Hint: We have the trigonometric values in the given function that is \[\sin \dfrac{\pi }{6}=\dfrac{1}{2}\]and \[\sec \dfrac{\pi }{3}=2\], \[\sin \dfrac{5\pi }{6}=\dfrac{1}{2}\] because it can be written as \[\sin \left( \pi -\dfrac{\pi }{6} \right)\]so it is in second quadrant and sin is positive in that quadrant, \[\cot \dfrac{\pi }{4}=1\]

Complete step-by-step answer:
The given trigonometric function is \[2\sin \dfrac{\pi }{6}\sec \dfrac{\pi }{3}-4\sin \dfrac{5\pi }{6}\cot \dfrac{\pi }{4}\]
We know that value of trigonometric function \[\sin \dfrac{\pi }{6}\]is given by
\[\sin \dfrac{\pi }{6}=\dfrac{1}{2}\]. . . . . . . . . . . . . . . . . . . . . . . . . . . . . . . . . . . . . . . .(1)
We know that the value of trigonometric function \[\sec \dfrac{\pi }{3}\]is given by
\[\sec \dfrac{\pi }{3}=2\]. . . . . . . . . . . . . . . . .. . . . . . . . . . . .. . . . . . . . . . . . .(2)
We know that the value of trigonometric function \[\sin \dfrac{5\pi }{6}\]is given by
\[\sin \dfrac{5\pi }{6}=\dfrac{1}{2}\]. . . . . . . . . . . . . . . . . . . . . . . . . . . . .. . . . . . . . . . . .(3)
We know that the value of trigonometric function \[\cot \dfrac{\pi }{4}\]is given by
\[\cot \dfrac{\pi }{4}=1\]. . . . .. . . . . . . . . . . . .. . . . . . . . . . . . . . . . . . . . . . . . . .(4)

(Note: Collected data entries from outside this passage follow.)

PR #830, opened 2016-04-15
Added CMake option for building with ogre 1.8

AnotherFoxGuy:
Added CMake option for building with ogre 1.8

### DIFF
--- a/cmake/DependenciesConfig.cmake
+++ b/cmake/DependenciesConfig.cmake
@@ -73,19 +73,45 @@ endmacro(importLib)
 	endif(NOT ROR_DEPENDENCIES_DIR)
 
 	#### REQUIRED COMPONENTS
-	set(Ogre_INCLUDE_DIRS
-		"${ROR_DEPENDENCIES_DIR}/includes/${ARCH_DIR}/Ogre/;"
-		"${ROR_DEPENDENCIES_DIR}/includes/${ARCH_DIR}/Ogre/Terrain;"
-		"${ROR_DEPENDENCIES_DIR}/includes/${ARCH_DIR}/Ogre/Paging;"
-		"${ROR_DEPENDENCIES_DIR}/includes/${ARCH_DIR}/Ogre/RTShaderSystem;"
-		"${ROR_DEPENDENCIES_DIR}/includes/${ARCH_DIR}/Ogre/Property;"
-		"The ogre include path to use")
-	importLib(OgreMain Ogre)
-	importLib(OgreTerrain Ogre)
-	importLib(OgrePaging Ogre)
-	importLib(OgreRTShaderSystem Ogre)
-	importLib(OgreProperty Ogre)
-	set(Ogre_LIBRARIES "OgreMain;OgreTerrain;OgrePaging;OgreRTShaderSystem;OgreProperty" CACHE STRING "The Ogre libs to link against")
+	
+	set(ROR_OGRE_VERSION_18     "FALSE" CACHE BOOL "Enable this if you are building with ogre 1.8")
+	
+	if(ROR_OGRE_VERSION_18)
+		
+		set(Ogre_INCLUDE_DIRS
+			"${ROR_DEPENDENCIES_DIR}/includes/${ARCH_DIR}/Ogre/;"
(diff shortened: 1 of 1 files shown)


mikadou:
Nice! Does this compile with VS2012? Or are there still some issues because of C++11 features being used in the code?

source/main/datatypes/node_t.h
```diff
@@ -8,7 +8,7 @@
 #pragma once
 
 #include <OgrePrerequisites.h>
-#include <OGRE/OgreVector3.h>
+#include <OgreVector3.h>
```
ulteq: Can't we just remove that include?

source/main/physics/Beam.cpp
```diff
@@ -6122,9 +6122,9 @@ bool Beam::LoadTruck(
 	}
 
 	// Calculate the approximate median
-	std::vector<Real> mx(free_node, 0.0f);
-	std::vector<Real> my(free_node, 0.0f);
-	std::vector<Real> mz(free_node, 0.0f);
+	std::vector<Ogre::Real> mx(free_node, 0.0f);
+	std::vector<Ogre::Real> my(free_node, 0.0f);
+	std::vector<Ogre::Real> mz(free_node, 0.0f);
```
ulteq: Where does the namespace conflict come from?

AnotherFoxGuy: Real can be found here: https://github.com/RigsOfRods/rigs-of-rods/blob/master/source/main/physics/collision/CartesianToTriangleTransform.h#L32
And here: https://bitbucket.org/sinbad/ogre/src/7343503880d45d110ef2ab98c3a5e82b76b29eb1/OgreMain/include/OgrePrerequisites.h?at=v1-9&fileviewer=file-view-default#OgrePrerequisites.h-70

source/main/datatypes/node_t.h
AnotherFoxGuy: No, because RelPosition, AbsPosition, Velocity, Forces and smoothpos are Ogre::Vector3

source/main/physics/Beam.cpp
mikadou: Looks like I'm responsible for this :wink: I wonder why gcc didn't complain?

source/main/datatypes/node_t.h
ulteq: But it did work without it, 20 days ago, didn't it: https://github.com/RigsOfRods/rigs-of-rods/commit/341f1fac1433c0c99c16816eea4e80a071f12ca9

source/main/physics/Beam.cpp
ulteq: I think we should get rid of these: https://github.com/RigsOfRods/rigs-of-rods/blob/master/source/main/physics/collision/CartesianToTriangleTransform.h#L30-L32

ulteq:
I would suggest that we get rid of the `using-directives` in the header file:
* https://github.com/RigsOfRods/rigs-of-rods/pull/831/commits/974add055fc2bee419a3fff609be6cb9d4cd6c83

instead of:
* https://github.com/RigsOfRods/rigs-of-rods/pull/830/commits/97f5d330fc5e597c06481c6da8c3feda04e2c5b1

ulteq:
This [commit](https://github.com/RigsOfRods/rigs-of-rods/pull/830/commits/97f5d330fc5e597c06481c6da8c3feda04e2c5b1) is no longer needed, right?

mikadou:
Just to mention it. There is one more using declaration in a header here https://github.com/RigsOfRods/rigs-of-rods/blob/master/source/main/physics/collision/Triangle.h#L26

ulteq:
I've created a separate PR that focuses on the header cleanup: https://github.com/RigsOfRods/rigs-of-rods/pull/842

@AnotherFoxGuy Can you close this PR and create a new one that only contains this commit: https://github.com/RigsOfRods/rigs-of-rods/pull/830/commits/83ff912304f705f493f10c755643c3e69597162b?

AnotherFoxGuy:
I've deleted the other 2 commits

Substituting the above values we will get
\[2\times \dfrac{1}{2}\times 2-4\times \dfrac{1}{2}\times 1\]
\[=2-2\]
\[=0\]
Hence proved.

Note: If they have given trigonometric values with angles greater than 90 degrees then write them as \[90\pm \theta ,180\pm \theta ,270\pm \theta ,360\pm \theta \]and then find the corresponding value. Note that in the first quadrant all are positive and in the 2nd sine angles are positive and in 3rd tan are positive and in 4th cos angles are positive.